# How do I hook up the fans in my HAF 932?



## Turtle_x (Dec 19, 2009)

Hello. I'm building my first computer. I'm very new to wiring. I have an Asus p6t deluxe V2 motherboard, HAF 932 case and a Thermaltake W0133RU 1200w power supply. I understand how to hook up the front panel to the motherboard, but there aren't any instructions on wiring the case fans in the manual. Any advice would be greatly appreciated.

Respectfully,
Turtle


----------



## BoT (Dec 16, 2008)

there are 3 pin headers on the motherboard. they should say fan mext to it
looks something like this
http://www.allpinouts.org/index.php/Motherboard_(CPU)_3_Pin_Fan_Connector


----------



## Turtle_x (Dec 19, 2009)

Thanks, that makes sense. My case has four fans. Each fan has a 3-pin Fan to 4-pin Pass-Through Power Cable attached to it. Looks like this:
http://www.amazon.com/Cables-Go-27078-3-pin-Pass-Through/dp/B00007FGUD

Now, how do I daisy chain these fans together using the pass through cables than attach them to the motherboard? Can all four fans be connected together than hooked up to one 3 pin male chassis_fan connector on motherboard? Three of the fans are .40 amps and one is .14 amps.


----------



## BoT (Dec 16, 2008)

you don't do both. you either use the 3 pin header on the mobo or use the 4 pin molex with the psu. 
power wise you should be fine. 0.40x12v=4.8w
i'd recommend to use the motherboard fan headers because it will allow you to control the fan speed via bios or OS and slow them down if not needed and also reduce noise


----------



## Turtle_x (Dec 19, 2009)

Thanks. I'm sorry I don't think I made myself clear. I don't plan on hooking up both the psu and the motherboard to the fans at the same time. I wasn't sure how to daisy chain them to the motherboard because the daisy chain consists of 4 pin molex connections which obviously wouldn't hook up to the 3 pin male motherboard connector. But I was just doing a little research and realized that my motherboard has 4 fan hookups which will accomodate the 4 fans my case has. I was wondering if I could simplify hookup somehow and maybe use only one connection on the motherboard so it wouldn't look so cluttered and control multiple case fans via one connection. Is there a 4 pin molex to 3 pin female adapter for a motherboard? Is that how that would work?


----------



## grimx133 (Jan 15, 2008)

You don't daisy chain them to the motherboard headers, one fan per header.

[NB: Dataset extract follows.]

PR #909, opened 2021-07-10
Make snap download and load into discrete steps

mrallen1:
Problem to solve: When a spot fails to deserialize or load a snapshot from an S3 download, it can download the same file over and over and over.

Solution: Separate snapshot download and load into discrete steps. Also need to deal with disk space management, partial downloads, snapshot deserialization failures and invalid snapshot hashes. We check for a "plausible" looking file before we download a new copy and if we encounter errors, we delete the now implausible file and eventually we'll try to download the snapshot again. A function cleans up snapshots older than 1 week when we start a download attempt. This should keep the spot storage reasonably small and avoid loops where a spot will download a snapshot and get into an OOM loop.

With molex connectors you can, but, as BoT says, by using the motherboard, it will slow them down based on the amount of cooling needed and they will not be as noisy. direct molex connections run the fans at 100%, unless you have some sort of controller, or you use some type of volt mod.


----------



## Turtle_x (Dec 19, 2009)

Thanks grim. That's what I needed to know. I cannot daisy chain fans from the motherboard (one fan per header). If I decide to connect fans to psu, they will run at 100% unless I decide to get a fan controller. Okay. Thanks Bot as well for the info. I appreciate it. It's comforting knowing that there's educated people out there to help when one fails to find the answers from googling. ray:
Oh, in my earlier post I used the word "than" instead of "then"...twice. Must've been tired.


----------